## What is being asked
In the listing, determine how many lines contain "current". The reply is that number alone.

## Input for this task
= Beginning of Section =
PR #1121, opened 2022-03-28
#1114 Stockdate date fix

### LINKED ISSUE #1114: Stocktake -- date should be blank by default
Currently it defaults to 1/1/1970, probably should be current date, shouldn't it?

If the current date is not appropriate for some reason, then it should probably have an "empty" date value rather than 1/1/1970

CarlosNZ:
Fix #1114 

Turns out the 1/1/1970 date wasn't being saved, it was just a small problem with the Date formatter not handling `null` values correctly.

Slightly tangential: noticed that the sort headers weren't working on this table. Turns out that API isn't accepting those columns as sort keys -- have made an issue for back-end: https://github.com/openmsupply/remote-server/issues/981


mark-prins (approved):
👍  awesome! that's something which was bothering me.. nice to have it sorted!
= End of Section =
## Answer box
2